Norman Angell was born in Holbeach, Lincolnshire, United Kingdom, as one of six children of Thomas Angell Lane and Mary Brittain. He attended the Lycée de St. Omer in France, and the University of Geneva. At the age of 17, he moved to the United States and spent seven years working in California, including as a cowboy, vine planter, an irrigation-ditch digger, and a mailman, eventually becoming a reporter for the St. Louis Globe-Democrat and later the San Francisco Chronicle.

He returned to England briefly in 1898 to tend to a family business, but then moved to Paris, France where he engaged in newspaper work. He first became a sub-editor of the English language Daily Messenger, and then a columnist of Éclair. He was also working as a correspondent for some American newspapers, following the Dreyfus case and covering the Spanish-American War. He published his first book Patriotism under Three Flags: A Plea for Rationalism in Politics in 1903. From 1905 to 1912 he was the Paris editor for the Daily Mail.

In 1909 he published a book, Europe's Optical Illusion, which he later renamed the Great Illusion. The book immediately became bestseller, being translated into twenty-five languages and sold over two million copies. It gave rise to a theory popularly called “Norman Angellism”. Angell established the Garton Foundation, receiving the financial support from the industrialist Richard Garton and Joseph Rowntree. In 1913 he founded the pacifist journal, War and Peace, the contributors to which included Arthur Ponsonby and Ramsay MacDonald.

At the start of the World War I, he formed the Neutrality League and advocated for Great Britain to stay out of the war. He later joined the Union of Democratic Control, which actively propagated against the war.

After the war and over the next forty one years Angell published more than forty books, on the topics of economy, politics, and international affairs. In 1920 he joined the Labour Party in Britain and served as a Labor Member of Parliament and member of the Consultative Committee of the Parliamentary Labor Party, from 1929 to 1931. He declined to participate in the re-elections, believing that he could better serve public good without political affiliation.

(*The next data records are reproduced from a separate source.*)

Issue #26, opened 2016-02-19
Device memory type ordering


philiptaylor:
Section 10.2 (Device Memory) says:

> Memory types are ordered in the list such that X is assigned a lesser memoryTypeIndex than Y if X≤Y according to the partial order.

That implies X is always assigned a lesser memoryTypeIndex than X (because X <= X), which is impossible. It should use a strict partial order instead, i.e. say X is assigned lesser than Y if X < Y (which is equivalent to saying X <= Y && !(Y <= X) using the earlier definition of '<=').

> Note that the list of all allowed memory property flag combinations above satisfies this partial order

No it doesn't. E.g. "VK_MEMORY_PROPERTY_HOST_VISIBLE_BIT | VK_MEMORY_PROPERTY_HOST_COHERENT_BIT" is a subset of "VK_MEMORY_PROPERTY_DEVICE_LOCAL_BIT | VK_MEMORY_PROPERTY_HOST_VISIBLE_BIT | VK_MEMORY_PROPERTY_HOST_COHERENT_BIT" but comes later in that list.

Rearranging the list doesn't sound like a good solution, because then the slower non-DEVICE_LOCAL ones would be preferred over the DEVICE_LOCAL ones. Maybe the definition of the order should be changed to ignore DEVICE_LOCAL in the bits comparison (and rely on the performance clause to prefer the DEVICE_LOCAL ones).

> Given two memory types X and Y, the partial order defines X≤Y if:

I think mathematically it's a preorder, not a partial order, under the widely-accepted definitions of those terms (e.g. http://mathworld.wolfram.com/PartialOrder.html, http://mathworld.wolfram.com/Preorder.html).

You could have two distinct memory types X != Y (e.g. they have different heapIndexes, or the same heapIndex and just different memoryTypeIndex) that have the same propertyFlags and the same performance, so that X <= Y and Y <= X. A partial order is defined to have antisymmetry, i.e. X <= Y && Y <= X implies X = Y, which is not true in this case. A preorder is a partial order without antisymmetry, which means two elements can be equivalent but non-equal, which is what we want here.

...But maybe that's possibly being too pedantic about terminology.

jeffbolznv:
> Rearranging the list doesn't sound like a good solution, because then the slower non-DEVICE_LOCAL ones would be preferred over the DEVICE_LOCAL ones.

[...]

PR #194, opened 2016-04-25
Suggestions for ch10.2.0 Device Memory

krOoze:
I suggest some text changes/rewrite to the ch. 10.2.0 Device Memory (as a PR):

Non-semantic changes:

1) Random grammar and formatting

2) Make example in first paragraph more straightforward with elementary Vulkan primitives (the original also seemed factually wrong in places; e.g. does UBO really have to be in "on-device" memory?)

From 1928 to 1931 he edited popular newspaper Foreign Affairs. He was knighted for public service in 1931. Among his numerous memberships were the Council of the Royal Institute of International Affairs, an executive member of the World Committee against War and Fascism, an active member of the Executive Committee of the League of Nations Union, and president of the Abyssinia Association. In 1933 he was awarded the Nobel Peace Prize.

Angell continued to deliver lectures long after his retirement. At the age of ninety he traveled to the United States on a two-month lecture tour.

He died in 1967, at the age of ninety-four, in a home for the aged in Croydon, United Kingdom. He never married.

Work

Angell is mostly remembered for his 1909 work, Europe's Optical Illusion, renamed to The Great Illusion as the American edition. In it Angell argued that war between modern powers was futile in the sense that no matter what the outcome, both the losing and the victorious nations would be economically worse off than they would have been had they avoided war. He said:

”Are we, in blind obedience to primitive instincts and old prejudices, enslaved by the old catchwords and that curious indolence which makes the revision of old ideas unpleasant, to duplicate indefinitely on the political and economic side a condition from which we have liberated ourselves on the religious side? Are we to continue to struggle, as so many good men struggled in the first dozen centuries of Christendom — spilling oceans of blood, wasting mountains of treasure — to achieve what is at bottom a logical absurdity, to accomplish something which, when accomplished, can avail us nothing, and which, if it could avail us anything, would condemn the nations of the world to never-ending bloodshed a nd the constant defeat of all those aims which men, in their sober hours, know to be alone worthy of sustained endeavor?” (The Great Illusion, 1913).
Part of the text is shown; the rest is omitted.